__Task item__: State how many lines in the entries below hold the string "issues", and give nothing besides that number.

#### Data under study

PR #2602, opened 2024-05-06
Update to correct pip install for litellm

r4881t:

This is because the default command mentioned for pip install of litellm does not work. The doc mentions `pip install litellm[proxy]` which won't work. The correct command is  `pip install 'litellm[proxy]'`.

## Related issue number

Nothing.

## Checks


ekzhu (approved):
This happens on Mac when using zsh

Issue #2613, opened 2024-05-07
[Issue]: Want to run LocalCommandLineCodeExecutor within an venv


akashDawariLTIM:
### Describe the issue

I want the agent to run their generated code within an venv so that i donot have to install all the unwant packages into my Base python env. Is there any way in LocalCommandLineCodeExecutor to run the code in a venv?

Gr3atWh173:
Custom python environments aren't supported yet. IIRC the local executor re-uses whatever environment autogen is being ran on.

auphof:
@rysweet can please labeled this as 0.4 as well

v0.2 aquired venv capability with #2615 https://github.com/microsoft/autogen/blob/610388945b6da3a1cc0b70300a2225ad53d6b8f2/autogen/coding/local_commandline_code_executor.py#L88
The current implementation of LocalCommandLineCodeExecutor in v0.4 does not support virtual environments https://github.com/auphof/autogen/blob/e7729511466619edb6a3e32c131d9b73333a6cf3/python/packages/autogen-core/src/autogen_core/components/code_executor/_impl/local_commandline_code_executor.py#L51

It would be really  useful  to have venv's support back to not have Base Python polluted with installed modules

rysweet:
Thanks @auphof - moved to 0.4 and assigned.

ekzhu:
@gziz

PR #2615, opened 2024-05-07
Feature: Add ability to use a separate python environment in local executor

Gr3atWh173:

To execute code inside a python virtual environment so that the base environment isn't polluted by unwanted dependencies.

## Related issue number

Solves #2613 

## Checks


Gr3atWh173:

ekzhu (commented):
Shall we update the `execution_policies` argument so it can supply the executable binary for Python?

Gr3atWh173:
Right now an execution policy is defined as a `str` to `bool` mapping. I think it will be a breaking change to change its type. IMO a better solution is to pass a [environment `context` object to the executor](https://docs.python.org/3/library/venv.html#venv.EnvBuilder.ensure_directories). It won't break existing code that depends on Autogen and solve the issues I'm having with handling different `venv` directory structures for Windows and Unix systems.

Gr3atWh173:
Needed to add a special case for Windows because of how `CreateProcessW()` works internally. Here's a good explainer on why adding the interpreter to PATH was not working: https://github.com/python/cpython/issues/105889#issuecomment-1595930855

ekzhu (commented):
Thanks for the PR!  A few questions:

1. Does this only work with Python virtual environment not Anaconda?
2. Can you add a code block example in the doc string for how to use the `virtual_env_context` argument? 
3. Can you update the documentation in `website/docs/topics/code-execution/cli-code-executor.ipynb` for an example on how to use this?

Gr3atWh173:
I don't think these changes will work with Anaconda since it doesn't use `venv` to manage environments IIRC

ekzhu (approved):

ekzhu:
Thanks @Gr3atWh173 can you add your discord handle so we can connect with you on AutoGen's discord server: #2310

########

__Exercise result__: 2